Despite Lulu’s temper, Briggs agrees to drive her down the Pacific Coast from Joint Base Lewis–McChord in Washington to the funeral in Arizona. The unlikely pair head out on an eventful road trip, one that may lead to redemption for both.
“Dog” is a low-key man and his dog movie that quietly examines the after effects of trauma and the healing power of companionship and respect. As the miles tick by, Briggs comes to understand the shared bond between man and dog. Both are figuring out life outside the war zones that were their homes for many years, and both are forever marked by the experience. As their relationship deepens, it’s clear the key to their recovery is mutual TLC.
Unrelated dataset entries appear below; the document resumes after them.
PR #590, opened 2020-09-09
Services page

johnkuney:
adding services page


deadalnix (changes requested):
memo.png is not used

johnkuney:
Okay removed

PR #591, opened 2020-09-09
Properly localize the upgrade date.

deadalnix:
As per title


johnkuney (approved):
Cool, looks good to me

PR #597, opened 2020-09-09
Use fbt:param in spend bitcoin cash page

deadalnix:
There is no point to try to translate domain names.


johnkuney (approved):
Cool looks good to me

PR #601, opened 2020-09-11
Update SEO

johnkuney:
Added default page description, twitter card type, twitter card image, author


v2/gatsby-config.js
```diff
@@ -1,8 +1,8 @@
 module.exports = {
   siteMetadata: {
     title: "Bitcoincash.org",
-    description: "Money built for you—not banks",
-    author: "@gatsbyjs",
+    description: "Bitcoin Cash brings sound money to the world. Merchants and users are empowered with low fees and reliable confirmations. The future shines brightly with unrestricted growth, global adoption, permissionless innovation, and decentralized development.",
```
deadalnix, line 4: This is not the right approach, as this will not be translated.

deadalnix (changes requested):
Once again, you setup yourself for problem by packaging things that are independent together. The twitter image thing is fine, but the description via metadata is not working.

v2/gatsby-config.js
deadalnix: in fact, it is not translatable.

v2/src/pages/accept-bitcoin-cash.js
```diff
@@ -90,7 +90,13 @@ const AcceptPage = () => {
 
   return (
     <>
-      <SEO title="Spend Bitcoin Cash" />
+      <SEO
+        title="Spend Bitcoin Cash"
+        description={fbt(
+          "Bitcoin Cash brings sound money to the world. Merchants and users are empowered with low fees and reliable confirmations. The future shines brightly with unrestricted growth, global adoption, permissionless innovation, and decentralized development.",
+          "Default SEO page description"
+        )}
```
deadalnix, line 98: Don't repeat the same code in 20 different places.

v2/src/pages/accept-bitcoin-cash.js
```diff
@@ -90,7 +90,13 @@ const AcceptPage = () => {
 
   return (
     <>
-      <SEO title="Spend Bitcoin Cash" />
+      <SEO
+        title="Spend Bitcoin Cash"
```
deadalnix, line 94: But you might want to consider translating titles in another patch.

v2/src/components/seo.js
```diff
@@ -94,11 +98,12 @@ function SEO({ description, lang, meta, title }) {
 SEO.defaultProps = {
   lang: `en`,
   meta: [],
-  description: ``,
+  description:
```
deadalnix, line 101: You will not be able to put it is here, because these are static values, and translation is not static.

v2/src/components/seo.js
```diff
@@ -9,23 +9,23 @@ import React from "react"
...
             title
-            description
             author
           }
         }
       }
     `
   )
 
-  const metaDescription = description || site.siteMetadata.description
```
deadalnix, line 28: So you need to resurrect this, with the default value inline, using an fbt.

deadalnix (changes requested):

The movie takes some strange detours along the way—like a long sequence where Briggs pretends to be blind to get a fancy hotel suite or an odd encounter with a cannabis farmer who believes Briggs is an assassin—but the beating heart of the movie is the relationship between man and dog.
Tatum brings his likeable self to a character who isn’t always likeable. The film places Briggs is comedic and dramatic situations, which gives the movie an uneven tone—there are some “ruff” spots—but Tatum levels the field, providing continuity between the film’s goofy and gallant moments. Most importantly, he shares great chemistry with Lulu, who is actually played by three different canine actors. Tatum and co-director Reid Carolin make sure to include lots of close-ups of the Lulu’s soulful eyes, and in those scenes Tatum’s warmth shines through.
“Dog” is not a movie that teaches a lot of new tricks to the dog or to the audience but it does end on an emotional note with a welcome, if well-worn message, of the healing power of companionship.